Le député de Mégantic, Ghislain Bolduc, a donné son appui à la motion, même s’il s’est demandé si le Parti québécois ne voulait pas simplement préparer certaines candidatures aux prochaines élections, en présentant cette motion mercredi matin.

« C’est fondamental. Nous n’avons rien à cacher. S’il y a un bénéfice pour Lac-Mégantic, je ne peux qu’être en faveur. Si l’exercice peut apporter des éclaircissements supplémentaires qui vont aider les gens de Lac-Mégantic, je supporte cette motion. Car le rapport d’enquête du Bureau de sécurité des transports (BST) ne réunissait pas l’ensemble des variables. Je suis en faveur de la vertu. Surtout si des informations supplémentaires peuvent en découler et si le fédéral a des explications à fournir », a déclaré M. Bolduc.

« La vérité ne peut qu’apporter du bon à la population qui souffre encore, ajoute-t-il. C’est sûr que j’ai hésité, car chaque fois qu’on brasse ces questions, il y a de l’émotion qui ressurgit. Le psychosocial, pour ceux qui ont perdu de la famille, des amis, j’ai une certaine sensibilité à ce sujet. Mais j’abonde dans le fait que plus de clarté, plus de vérité, c’est toujours une bonne chose. Il faut que la population soit en position de juger grâce à la transparence. »

Pas une priorité

Pour le député conservateur de Mégantic-L’Érable, Luc Berthold, la commission d’enquête publique n’est pas son outil de prédilection.

« Je ne ferme pas la porte, mais ce n’est pas ma priorité. J’accepte très positivement la compassion, mercredi matin, de la part des parlementaires pour la population de Lac-Mégantic. Mais je crois qu’il faut mettre notre énergie sur la mise en place d’une voie de contournement, pour le rétablissement de la population le plus rapidement possible. Il faut d’abord s’y concentrer. Il ne faudrait pas que cette demande de commission d’enquête publique amène de nouveaux délais et mette de côté le focus qu’il faut placer absolument sur la voie de contournement. »

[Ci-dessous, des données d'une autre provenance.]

PR #890, opened 2017-12-01
Add support for default docker configuration

### LINKED ISSUE #883: docker for mac is not supported by default
Hi,

I am running `org.arquillian.cube:arquillian-cube-docker:1.9.2` together with `org.jboss.arquillian.junit:arquillian-junit-standalone:1.1.13.Final` under mac os and docker for mac:

```
Client:
 Version:      17.09.0-ce
 API version:  1.32
 Go version:   go1.8.3
 Git commit:   afdb6d4
 Built:        Tue Sep 26 22:40:09 2017
 OS/Arch:      darwin/amd64

Server:
 Version:      17.09.0-ce
 API version:  1.32 (minimum version 1.12)
 Go version:   go1.8.3
 Git commit:   afdb6d4
 Built:        Tue Sep 26 22:45:38 2017
 OS/Arch:      linux/amd64
 Experimental: true]
```

My mac is configured to use the standard docker unix socket without TLS.

Trying to run arquillian out of the box does not work and leads to exceptions like `boot2docker: command not found`

docker for mac being the standard way to install docker on a mac, I would expect the framework to work with it without additional configuration.

In the current implementation, the following lines needs to be added to the `arquillian.xml` resource:
```
<?xml version="1.0"?>
<arquillian xmlns:xsi="http://www.w3.org/2001/XMLSchema-instance"
            xmlns="http://jboss.org/schema/arquillian"
            xsi:schemaLocation="http://jboss.org/schema/arquillian
    http://jboss.org/schema/arquillian/arquillian_1_0.xsd">
    <extension qualifier="docker">
        <property name="serverUri">unix:///var/run/docker.sock</property>
        <property name="tlsVerify">false</property>
        <...>
    </extension>
</arquillian>
```

Docker for mac being the standard way to run docker on mac, could there be a way to support docker for mac by default, without extra configuration?

tjamet:
As discussed in #883, here is an implementation to consider the default docker configuration before running `docker-machine` or `boot2docker`

Fixes #883

### DIFF
--- a/docker/docker/src/main/java/org/arquillian/cube/docker/impl/client/CubeDockerConfigurationResolver.java
+++ b/docker/docker/src/main/java/org/arquillian/cube/docker/impl/client/CubeDockerConfigurationResolver.java
@@ -18,6 +18,8 @@ import java.io.File;
 import java.net.InetAddress;
 import java.net.URI;
 import java.net.URISyntaxException;
+import java.nio.file.FileSystems;
+import java.nio.file.Files;
 import java.util.Map;
 import java.util.Optional;
 import java.util.Random;
@@ -58,6 +60,7 @@ public class CubeDockerConfigurationResolver {
      */
     public Map<String, String> resolve(Map<String, String> config) {
         config = resolveSystemEnvironmentVariables(config);
+        config = resolveSystemDefaultSetup(config);
         config = resolveDockerInsideDocker(config);
         config = resolveDownloadDockerMachine(config);
         config = resolveAutoStartDockerMachine(config);
@@ -193,6 +196,17 @@ public class CubeDockerConfigurationResolver {
 
         if (!config.containsKey(CubeDockerConfiguration.TLS_VERIFY) && isDockerTlsVerifySet()) {
             config.put(CubeDockerConfiguration.TLS_VERIFY, Boolean.TRUE.toString());
+        }
+
+        return config;
+    }
+    
+    private Map<String, String> resolveSystemDefaultSetup(Map<String, String> config) {
+        if (!config.containsKey(CubeDockerConfiguration.DOCKER_URI)) {
+            URI uri = URI.create(operatingSystem.getDefaultFamily().getServerUri());
+            if (Files.exists(FileSystems.getDefault().getPath(uri.getPath()))){
+                config.put(CubeDockerConfiguration.DOCKER_URI, operatingSystem.getDefaultFamily().getServerUri());
+            }
         }
 
         return config;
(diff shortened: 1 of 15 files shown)


lordofthejars:
I cannot see in the code where is automatically detected if unix sockets are available or not. I mean in theory in case of Windows and Mac what I would expect is something like if unix socket is available in current installation then use it, if not then use boot2docker/docker machine.

tjamet:
Unless I missed a commit in the PR, the logic is pretty much:
If there is no DOCKER_HOST set in the configuration nor in the environment:
- get the default socket for the current environment
- consider the default socket as a file socket
- If the path of the default socket exists, assume that is the docker socket and uses it
If there is neither docker host nor default socket available, go on with the boot2docker / docker-machine discovery

lordofthejars:
_If the path of the default socket exists, assume that is the docker socket and uses it
If there is neither docker host nor default socket available, go on with the boot2docker / docker-machine discovery_ it is implemented here, now I see that:
https://github.com/arquillian/arquillian-cube/pull/890/commits/633c013a31975baada00ae962d312c9f8ea7fb8f

Ok then there is some failures on build. Since some logic has changed regarding the defaults, the tests should be adapted as well.

tjamet:
Yes, there are the docker-machine tests to be updated, I am looking for a way to inject the default socket path in tests so that we can have deterministic tests for docker-machine regardless the environment we are running on (wether docker is available or not)

tjamet:
I have been able to test the changes on an integration on my side, and encountered a little issue in case docker for mac is installed but not up, the default socket exists but cannot reach an engine.
I am working to update the check for something more reliable and fallback to docker-machine in this case

lordofthejars:
Sure, no rush, thank you very much for your help.

tjamet:
Hi @lordofthejars I updated the PR to fallback on docker machine / boot2docker if the default docker is unavailable. What would you see as next steps?

rpau:
ping @lordofthejars

docker/docker/src/main/java/org/arquillian/cube/docker/impl/client/CubeDockerConfigurationResolver.java
```diff
@@ -196,6 +207,30 @@ private Machine getFirstMachine(Set<Machine> machines) {
...
         return config;
     }
+    
+    private Map<String, String> resolveSystemDefaultSetup(Map<String, String> config) {
+        if (!config.containsKey(CubeDockerConfiguration.DOCKER_URI)) {
+            final String defaultUri = operatingSystem.getDefaultFamily().getServerUri();
+            URI uri = URI.create(defaultUri);
+            if (Files.exists(FileSystems.getDefault().getPath(uri.getPath()))){
+
+                DockerClient client = defaultDocker.GetDefaultDockerClient(defaultUri);
```
lordofthejars: Can you change method to be Java style? (Camel case)

lordofthejars:
@rpau Last change before merge :)

docker/docker/src/main/java/org/arquillian/cube/docker/impl/client/CubeDockerConfigurationResolver.java
tjamet: the `GetDefaultDockerClient` right?

tjamet:
thanks for your feedback @lordofthejars 
let me know if there is anything else to update :)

La motion devait être transmise au premier ministre Justin Trudeau et au ministre des Transports Marc Garneau, a précisé M. Marceau.

Julie Morin

La voie de contournement en priorité pour la mairesse

La mairesse de Lac-Mégantic, Julie Morin, n’est pas contre la tenue d’une enquête publique sur la tragédie ferroviaire de 2013. Par contre, la priorité demeure d’obtenir une voie de contournement.

« Je ne m’oppose pas, affirme la mairesse, mais pour moi, la priorité, c’est la voie de contournement. On demande au gouvernement de mettre des sommes importantes pour cette voie. Je ne sais pas combien ça coûte une enquête publique et je ne sais pas ce que ça implique. »

« Je pense qu’il faut laisser le gouvernement fédéral se positionner à ce sujet, poursuit-elle. C’est le Québec en entier qui a lancé le message comme quoi la sécurité ferroviaire est devenue importante. »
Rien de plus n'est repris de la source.